Now, let’s discuss the more challenging case where the entire source code is not available.

Entire source code not available

These are the essential points.

1. Use your C++ compiler to compile your main function. In contrast to a C compiler, a C++ compiler generates additional startup code that is executed before the main function. For example, the startup code calls constructors of global (static) objects.

2. Use your C++ compiler to link your program. The C++ compiler, when used for linking the program, automatically links in standard C++ libraries.

3. Use a C and C++ compiler from the same vendor, which should have the same calling conventions. A calling convention specifies the method that a compiler sets up to access a function. This includes in which order parameters are allocated, how parameters are passed, or whether the caller or the callee prepares the stack. Read the full details of x86’s calling conventions on Wikipedia (https://en.wikipedia.org/wiki/X86_calling_conventions).

CPL.3

If you must use C for interfaces, use C++ in the calling code using such interfaces

In contrast to C, C++ supports function overloading. This means that you can define functions having the same name but different parameters. The compiler picks the right function when a function is invoked.

Click here to view code image

// functionOverloading.cpp
 
#include <iostream> 
 
void print(int) { 
    std::cout << "int" << '\n'; 
} 
 
void print(double) { 
    std::cout << "double" << '\n'; 
} 
 
void print(const char*) { 


    std::cout << "const char* " << '\n'; 
} 
 
void print(int, double, const char*) { 
    std::cout << "int, double, const char* " << '\n'; 
} 
 
 
int main() { 
 
   std::cout << '\n'; 
 
   print(10); 
   print(10.10); 
   print("ten"); 
   print(10, 10.10, "ten");
 
   std::cout << '\n';
 
}

The output is as expected (see Figure 14.4).

Figure 14.4 Function overloading

The interesting question is now: How can the C++ compiler distinguish the various functions? The C++ compiler additionally encodes the type and numbers of the parameters into the function name. This process is called “name mangling” and is specific for each C++ compiler. The process, which is not standardized, is often also called “name decoration.”

With the help of the functionOverloading.cpp on Compiler Explorer, it is quite easy to see the mangled names. Just disable the button Demangle.

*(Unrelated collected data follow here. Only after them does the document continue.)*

Issue #1347, opened 2016-04-14
Throw an exception when source tries to load duplicate data.


julie-sullivan:
From @sammyjava 

I've finally resolved some extreme confusion about enforcement of unique keys defined in DATASOURCE_keys.properties. What I've found is that the production database can be loaded with two records that violate those key definitions without throwing an error; however, if you then run _another_ datasource that attempts to merge with those records, you get an error thrown as follows:

```
Problem while loading item identifier 2_1100 because
Duplicate objects from the same data source; o1 = "QTL:10012630" (in database), o2 = "QTL:10011241" (in database), source1 = "<Source: name="file-cmap", type="null", skeleton=false>", source2 = "<Source: name="file-cmap", type="null", skeleton=false>"
```

Fair enough, but file-cmap was run two sources ago! And, yes, there ARE two records that violate the key definitions IN the production database from file-cmap:

```
soymine=> select * from qtl where secondaryidentifier='Pod maturity 22-3';
-[ RECORD 1 ]--------------+-------------------------------------
id                         | 10011241
primaryidentifier          | GmComposite2003_H_Pod maturity 22-3
secondaryidentifier        | Pod maturity 22-3
sequenceontologytermid     | 10012811
organismid                 | 10000001
class                      | org.intermine.model.bio.QTL
-[ RECORD 2 ]--------------+-------------------------------------
id                         | 10012630
primaryidentifier          | GmComposite2003_C2_Pod maturity 22-3
secondaryidentifier        | Pod maturity 22-3
sequenceontologytermid     | 10012811
organismid                 | 10000001
class                      | org.intermine.model.bio.QTL
```

Here are the key definitions that resulted in the error being thrown well after the culprit datasource was run:

```
QTL.key_primaryidentifier=primaryIdentifier
QTL.key_secondaryidentifier=secondaryIdentifier,organism
```

The second of these is violated by these two records.

This seems fundamentally wrong (and very confusing) to me. I should not be able to load duplicate objects into the production database which violate the unique keys that I've defined.

Is there a reason why the uniqueness rules defined in DATASOURCE_keys.properties aren't applied when loading data from a datasource into the production database, but rather only throw an error during a merge later on? Is there something I can change so that my uniqueness rules are enforced during data loading, so I get an informative error when it happens, rather than down the line when I'm running a totally different data source?

julie-sullivan:
@sammyjava yes, this is terrible and should be fixed. The build system does not handle this case properly and causes lots of confusing errors.

[...]

Issue #1148, opened 2015-09-21
Build system - merging errors are caught very late and are not helpful.


julie-sullivan:
Where there is a merge error people get this horrible error message:

> Caused by: java.lang.NullPointerException: Error retrieving object from 
> proxy with ID 25000000 for class org.intermine.model.bio.Ontology from 
> ObjectStore os.production

Options:

1. human readable error message. "There was a merge error. Add ontology key to your keys file"
2. prevent this from happening somehow. We can't prevent the original merge though because there is no key, we can't tell that there are duplicate objects in the database. Have to think on this one.

Tell @zebrafishmine @ZFIN

PR #1526, opened 2017-04-02
Trigger pr

JoeCarlson:
3 files for creating the ant task build-sql-triggers that allows for manual corruption^h^h^h^h^h^h^h^h^h^h editing of database


julie-sullivan:
Does this replace #1373?

Also Travis failed due to checkstyle errors. Eclipse can fix those for you. Otherwise, you can run `ant checkstyle` on the command line which will generate a report.

JoeCarlson:
Yes. I'm sorry. I had forgotten I had put this in as a pull request on a 
previous ticket.

And Justin had admonished me for some things.

Joe

JoeCarlson:
Hi Julie and Justin,

I cleaned up the checkstyle issues reported in eclipse - except for the 
lack of package-info.java.

What is the process for getting my revised file into the pull request. I 
have to admit I'm a bit of a newbie in dealing with this.

Thanks,

Joe

justinccdev:
@JoeCarlson So without looking at anything else, I'm confused as to why you have .classpath and .project files in the InterMine root directory?

Also just as a note, I don't routinely scan PRs so if it's something I should see then please get Github to ping me by putting @justinccdev in the text somewhere.

JoeCarlson:
Hi Justin,

I think I clean up the pull request. I still do not have enough experience with pull requests and non-vanilla git to be a certified git wrangler. But trying to learn it.

I wanted to run the checkstyle plugin in eclipse to clean things up. I needed the .classpath file in the root to get this to work and that was committed by mistake. And the .project file.

The MainHelper.java was also my mistake. I thought I was working on a clean mirror of your dev branch. But apparently not.

There should be just 3 files. That’s what I see when I look at the files changed tab in the pull request.

Let me know if this is OK.

Thanks,

Joe

JoeCarlson:
@justinccdev I think this is cleaned up. Let me know if there are problems.

JoeCarlson:
@justinccdev , I saw how to run the checkstyle task. So things are clean up now.

I saw I needed to enter Copyright 2016 FlyMine to get it to pass. It's entered under duress. So the contract is not binding.

justinccdev:
Hi Joe,

Here are my functional comments for discussion.  I do have more syntactical/refactoring comments (e.g. we need 4 space indenting, not 2) but I'll leave those to later.

* writeSequence()
** I don't find im_serial to be an obvious name.  How about something like post_build_update_serial?

* removeSequence()
** Why are we resetting serial to be (mad(id)-1/1000000)? Could there be any issue here in clashing with serials used for temporary tables (can't remember offhand if this happens or not)

* getDBName()
** Do you know why we're filtering out class keyword in InterMine methods but are perfectly happy to use it as a column name?

* shortName()
** I think that a better approach for generating unique trigger names would be to append part of a hash code to the table name (e.g. LongTableNa4EA5267F, where 4EA526F is a snippet of md5, rather than store abbreviations.  The advantages of using hashes is that if necessary, procedure/trigger names can be re-created completely independently of this class, instead of having to know the arbitrary generation of abbreviations.  In principle, one could just use a hash for the entire name but there is significant value in having it be at last partly human understandable.  What do you think?

* makeUpdateBody()
** In what circumstances might NEW.class != c.getName()?

* Have you considered executing this directly against the DB (possibly with separate add-post-build-sql-update-triggers and remove-post-build-sql-update-triggers) rather than requiring the files to be created than separately executed?

JoeCarlson:
Hi Justin,

thanks for taking a look at this.

On 04/25/2017 12:25 PM, Justin Clark-Casey wrote:
>
> Hi Joe,
>
> Here are my functional comments for discussion. I do have more 
> syntactical/refactoring comments (e.g. we need 4 space indenting, not 
> 2) but I'll leave those to later.
>

That's weird. I reset my formatted to 4 space indents and ran checkstyle 
task. All looked good. But I normally work with 2 spaces. maybe 
something got auto-reformatted.

writeSequence()
>
>  *
>
>     ** I don't find im_serial to be an obvious name. How about
>     something like post_build_update_serial?
>

I'm flexible. I think the im_ prefix will 'namespace' it a bit. It's not 
really an update serial. I'm using it when inserting new objects into 
the database. So how about 'im_post_build_insert_serial'?

>  *
>
>     removeSequence()
>     ** Why are we resetting serial to be (mad(id)-1/1000000)? Could
>     there be any issue here in clashing with serials used for
>     temporary tables (can't remember offhand if this happens or not)
>

Suppose we're close to a boundary point in intermine object. We have 
close to a multiple of 1E6 for the largest id, then we add a few more to 
go over the edge. I'd like to update the intermine serial so that we can 
go back and do some standard integration steps with the proper value for 
serial.

>
>  *
>
>     getDBName()
>     ** Do you know why we're filtering out class keyword in InterMine
>     methods but are perfectly happy to use it as a column name?
>
I wasn't completely clear on this. class is an SQL reserved word, but 
not reserved in PostgreSQL. Rewriting reserved words made sense and I 
saw that you used it in the tables.

But, yeah, what about people who create an attribute named 'class'? What 
will happen then?

What were you think about?

>  *
>
>
>   * shortName()
>
>     ** I think that a better approach for generating unique trigger
>     names would be to append part of a hash code to the table name
>     (e.g. LongTableNa4EA5267F, where 4EA526F is a snippet of md5,
>     rather than store abbreviations. The advantages of using hashes is
>     that if necessary, procedure/trigger names can be re-created
>     completely independently of this class, instead of having to know
>     the arbitrary generation of abbreviations. In principle, one could
>     just use a hash for the entire name but there is significant value
>     in having it be at last partly human understandable. What do you
>     think?
>

this sounds good. I had run into problems with long function names a 
couple of times and used the abbreviation-with-a-letter hack as a 
workaround. I don't think it's especially important to have human 
readable names. If we need to find one, \d <table> will report it.
>
>  *
>
>
>  *
>
>     makeUpdateBody()
>     ** In what circumstances might NEW.class != c.getName()?
>
I don't think this will (or should) happen. I haven't thought out all 
corner cases, such as someone who wants to turn a generic bioentity into 
a gene.

>  *
>  *
>
>     Have you considered executing this directly against the DB
>     (possibly with separate add-post-build-sql-update-triggers and
>     remove-post-build-sql-update-triggers) rather than requiring the
>     files to be created than separately executed?
>

I hadn't thought of that. I first wrote this outside of the ant build 
process; it was clumsy to do this and did not want to have to repeat 
this operation. So writing command files seemed to be the way to go.

Even since I incorporated it into ant, I have done things like executed 
fragments of TriggerMaker.sql if I know I only need to muck with one 
table. Applying the triggers on a big bioentity table in our mine can 
take a while so if I can avoid that, I'll do so.

joe

justinccdev:
> That's weird. I reset my formatted to 4 space indents and ran checkstyle
task. All looked good. But I normally work with 2 spaces. maybe
something got auto-reformatted.

My mistake, it is correctly formatted!  I accidentally referred to a comment from the initial review of an older PR.
>> I don't find im_serial to be an obvious name. How about
     something like post_build_update_serial?

> I'm flexible. I think the im_ prefix will 'namespace' it a bit. It's not
really an update serial. I'm using it when inserting new objects into
the database. So how about 'im_post_build_insert_serial'?

im_post_build_insert_serial sounds good to me

>> removeSequence()
Why are we resetting serial to be (mad(id)-1/1000000)? Could
there be any issue here in clashing with serials used for
temporary tables (can't remember offhand if this happens or not)

> Suppose we're close to a boundary point in intermine object. We have
close to a multiple of 1E6 for the largest id, then we add a few more to
go over the edge. I'd like to update the intermine serial so that we can
go back and do some standard integration steps with the proper value for
serial.

but with max(id)-1/100000 isn't there some danger of then overwriting IDs already used by the triggers when inserting a new object?  What am I missing?

>> getDBName()
Do you know why we're filtering out class keyword in InterMine
     methods but are perfectly happy to use it as a column name?

>I wasn't completely clear on this. class is an SQL reserved word, but
not reserved in PostgreSQL. Rewriting reserved words made sense and I
saw that you used it in the tables.
>But, yeah, what about people who create an attribute named 'class'? What
will happen then?
>What were you think about?

I suspect the SQL filter is generic and doesn't actually matter in some cases (like column names, perhaps).  I realize now that the 'class' column is one being used by InterMine itself to track class.  I was more just curious about this and whether we could resolve any unnecessary special-casing, but it looks like too much bother right now.

>> shortName()
I think that a better approach for generating unique trigger
     names would be to append part of a hash code to the table name
     (e.g. LongTableNa4EA5267F, where 4EA526F is a snippet of md5,
     rather than store abbreviations. The advantages of using hashes is
     that if necessary, procedure/trigger names can be re-created
     completely independently of this class, instead of having to know
     the arbitrary generation of abbreviations. In principle, one could
     just use a hash for the entire name but there is significant value
     in having it be at last partly human understandable. What do you
     think?

>this sounds good. I had run into problems with long function names a
couple of times and used the abbreviation-with-a-letter hack as a
workaround. I don't think it's especially important to have human
readable names. If we need to find one, \d \<table\> will report it.

I'm still a fan of having things somewhat human-readable.  Is it okay if I propose some code changes for this?

>> makeUpdateBody()
In what circumstances might NEW.class != c.getName()?

> I don't think this will (or should) happen. I haven't thought out all
corner cases, such as someone who wants to turn a generic bioentity into
a gene.

Okay, I brought this up because of this specific check is made by the generated trigger Postgres function.  Would you object to removal? (I'm not a fan of having belt and braces stuff unless there's an identified need for it).

>>Have you considered executing this directly against the DB
     (possibly with separate add-post-build-sql-update-triggers and
     remove-post-build-sql-update-triggers) rather than requiring the
     files to be created than separately executed?

>I hadn't thought of that. I first wrote this outside of the ant build
process; it was clumsy to do this and did not want to have to repeat
this operation. So writing command files seemed to be the way to go.

>Even since I incorporated it into ant, I have done things like executed
fragments of TriggerMaker.sql if I know I only need to muck with one
table. Applying the triggers on a big bioentity table in our mine can
take a while so if I can avoid that, I'll do so.

Fair enough, we'll leave as is, you're the person using this after all (though it sounds like it's useful for others like Sam, and this work could grow into more general facilities for post-build updating).

So if you're happy, Joe, I would like now to make some commits on this PR to incorporate these changes plus a bit of syntax/refactoring stuff, so we can review before commit.  Or if you want to make these changes I can write up my syntax/refactoring thoughts now.  What would you prefer?

JoeCarlson:
Hi Justin,

Thanks for your continued efforts. I realized there was an important point about the NEW.class != c.getName() that I did not mention before. So check my comment out below.

Maybe it’s a bad time to bring this up, but I’ve made a change in my local version to look for bad foreign keys. This has been one of my stumbling blocks in the past: a failure to merge. I haven’t exactly worked out the precise scenario of how this happens but it appears that if I have an integration step that does not properly specify objects to merge (and so I have 2 of the same “thing”), but follow up with an integration step that corrects the problem, I can make references that point to nonexistent objects. I know, the answer is to correct the merge criteria. And I’m doing so. But from time to time I still run into them. I suspect this is just my problem. If you’ve also seen this issue I can pass on the mods.

> On Apr 26, 2017, at 5:46 AM, Justin Clark-Casey <notifications@github.com> wrote:
> 
> That's weird. I reset my formatted to 4 space indents and ran checkstyle
> task. All looked good. But I normally work with 2 spaces. maybe
> something got auto-reformatted.
> 
> My mistake, it is correctly formatted! I accidentally referred to a comment from the initial review of an older PR.
> 
> I don't find im_serial to be an obvious name. How about
> something like post_build_update_serial?
> 
> I'm flexible. I think the im_ prefix will 'namespace' it a bit. It's not
> really an update serial. I'm using it when inserting new objects into
> the database. So how about 'im_post_build_insert_serial'?
> 
> im_post_build_insert_serial sounds good to me
> 
> removeSequence()
> Why are we resetting serial to be (mad(id)-1/1000000)? Could
> there be any issue here in clashing with serials used for
> temporary tables (can't remember offhand if this happens or not)
> 
> Suppose we're close to a boundary point in intermine object. We have
> close to a multiple of 1E6 for the largest id, then we add a few more to
> go over the edge. I'd like to update the intermine serial so that we can
> go back and do some standard integration steps with the proper value for
> serial.
> 
> but with max(id)-1/100000 isn't there some danger of then overwriting IDs already used by the triggers when inserting a new object? What am I missing?
> 
> 
I’m setting the value of ‘serial’ (the one used by the integrator and is used to reserve ids for 1M object) and not ‘im_serial’ If someone inserts 1M objects manually, we need to increment serial by 1.
> getDBName()
> Do you know why we're filtering out class keyword in InterMine
> methods but are perfectly happy to use it as a column name?
> 
> I wasn't completely clear on this. class is an SQL reserved word, but
> not reserved in PostgreSQL. Rewriting reserved words made sense and I
> saw that you used it in the tables.
> But, yeah, what about people who create an attribute named 'class'? What
> will happen then?
> What were you think about?
> 
> I suspect the SQL filter is generic and doesn't actually matter in some cases (like column names, perhaps). I realize now that the 'class' column is one being used by InterMine itself to track class. I was more just curious about this and whether we could resolve any unnecessary special-casing, but it looks like too much bother right now.
> 
> shortName()
> I think that a better approach for generating unique trigger
> names would be to append part of a hash code to the table name
> (e.g. LongTableNa4EA5267F, where 4EA526F is a snippet of md5,
> rather than store abbreviations. The advantages of using hashes is
> that if necessary, procedure/trigger names can be re-created
> completely independently of this class, instead of having to know
> the arbitrary generation of abbreviations. In principle, one could
> just use a hash for the entire name but there is significant value
> in having it be at last partly human understandable. What do you
> think?
> 
> this sounds good. I had run into problems with long function names a
> couple of times and used the abbreviation-with-a-letter hack as a
> workaround. I don't think it's especially important to have human
> readable names. If we need to find one, \d <table> will report it.
> 
> I'm still a fan of having things somewhat human-readable. Is it okay if I propose some code changes for this?
> 
> makeUpdateBody()
> In what circumstances might NEW.class != c.getName()?
> 
> I don't think this will (or should) happen. I haven't thought out all
> corner cases, such as someone who wants to turn a generic bioentity into
> a gene.
> 
> Okay, I brought this up because of this specific check is made by the generated trigger Postgres function. Would you object to removal? (I'm not a fan of having belt and braces stuff unless there's an identified need for it).
> 
> 
WAITWAITWAITWAIT!

this check is important. I was obviously spacing out when I wrote my response

If you make a change in the Gene table, you want to make a corresponding change in the InterMineObject and SequenceFeature tables. I’m not writing a trigger that causes the change to happen in the BioEntity table from the action in the Gene table. I’m relying on the trigger in the SequenceFeature table to propagate that. But the important point is that i do not want the update on the SequenceFeature table produced by the trigger to also propagate a change of the InterMineObject table. 
> Have you considered executing this directly against the DB
> (possibly with separate add-post-build-sql-update-triggers and
> remove-post-build-sql-update-triggers) rather than requiring the
> files to be created than separately executed?
> 
> I hadn't thought of that. I first wrote this outside of the ant build
> process; it was clumsy to do this and did not want to have to repeat
> this operation. So writing command files seemed to be the way to go.
> 
> Even since I incorporated it into ant, I have done things like executed
> fragments of TriggerMaker.sql if I know I only need to muck with one
> table. Applying the triggers on a big bioentity table in our mine can
> take a while so if I can avoid that, I'll do so.
> 
> Fair enough, we'll leave as is, you're the person using this after all (though it sounds like it's useful for others like Sam, and this work could grow into more general facilities for post-build updating).
> 
> So if you're happy, Joe, I would like now to make some commits on this PR to incorporate these changes plus a bit of syntax/refactoring stuff, so we can review before commit. Or if you want to make these changes I can write up my syntax/refactoring thoughts now. What would you prefer?
> 
> 

I’m happy with what you’re doing. Whatever works for you.

joe

julie-sullivan:
@JoeCarlson @justinccdev Jumping into the middle of the conversation.

```
Maybe it’s a bad time to bring this up, but I’ve made a change in my local version to look for bad 
foreign keys. This has been one of my stumbling blocks in the past: a failure to merge. I haven’t 
exactly worked out the precise scenario of how this happens but it appears that if I have an integration 
step that does not properly specify objects to merge (and so I have 2 of the same “thing”), but follow 
up with an integration step that corrects the problem, I can make references that point to nonexistent 
objects. I know, the answer is to correct the merge criteria. And I’m doing so. But from time to time I 
still run into them. I suspect this is just my problem. If you’ve also seen this issue I can pass on the 
mods.
```

Yes! This is a problem! The issue is (if I am understanding this correctly) that the keys defined for a data source are _integration_ keys, not actual primary keys. The keys are only checked when merging data, not when loading data. This allows duplicate objects, which causes problems later on, as you've seen.

See #1148 and #1347

JoeCarlson:
@justinccdev, I just found what should have been an obvious bug in my SQL. The sequence im_serial needs to be dropped after the constraints that depend on it are dropped.

justinccdev:
@JoeCarlson As my changes were pretty much refactoring I've just gone ahead and merged this, thanks very much!  Of course, if you think I've done anything wrong please don't hesitate to say.

I decided not to make the changes to trigger name generation (use hashes rather than recorded numbers) - I don't think it's worthwhile at this stage.

I transferred the documentation you had in the file to [1] and did some editing.  Any mistakes I made here (or in refactoring the code) I accept full responsiblity.  If you want to make any doc changes then pull requests can be made against [2].

[1] http://intermine.readthedocs.io/en/latest/database/database-building/post-build-updating-with-sql-triggers/
[2] https://github.com/intermine/im-docs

Table 14.1 shows the names that the GCC 8.3 and the MSVC 19.16 are producing.

Table 14.1 Name mangling

Function	GCC 8.3	MSVC 19.16
print(int)	_Z5printi	?print@@YAXH@Z
print(double)	_Z5printd	?print@@YAXN@Z
print(const char*)	_Z5printPKc	?print@@YAXPEBD@Z
print(int, double, const char*)	_Z5printidPKc	?print@@YAXHNPEBD@Z

By using the extern "C" linkage specifier, you can prevent the C++ compiler from mangling the names. The result is that you can call a C function from C++ or a C++ function from C.

You can use extern "C" for

• Each function.

  extern "C" void foo(int);

• Each function in a scope.

  extern "C" {
     void foo(int);
     double bar(double);
  }

• The entire header file by using include guards. The macro __cplusplus is defined when the C++ compiler is used.

  Click here to view code image

  #ifdef __cplusplus
  extern "C" {
  #endif
      void foo(int);
      double bar(double);
      .
      .
      .
  #ifdef __cplusplus
  }
  #endif

Distilled

Important

• If you have to support C code, compile the C code with a C++ compiler. If that is not possible, compile your main function with a C++ compiler and link the program with a C++ linker. Use a C and C++ compiler from the same vendor.

• By using the extern "C" linkage specifier, you can prevent the C++ compiler from mangling the names. The result is that you can call a C function from C++ or a C++ function from C.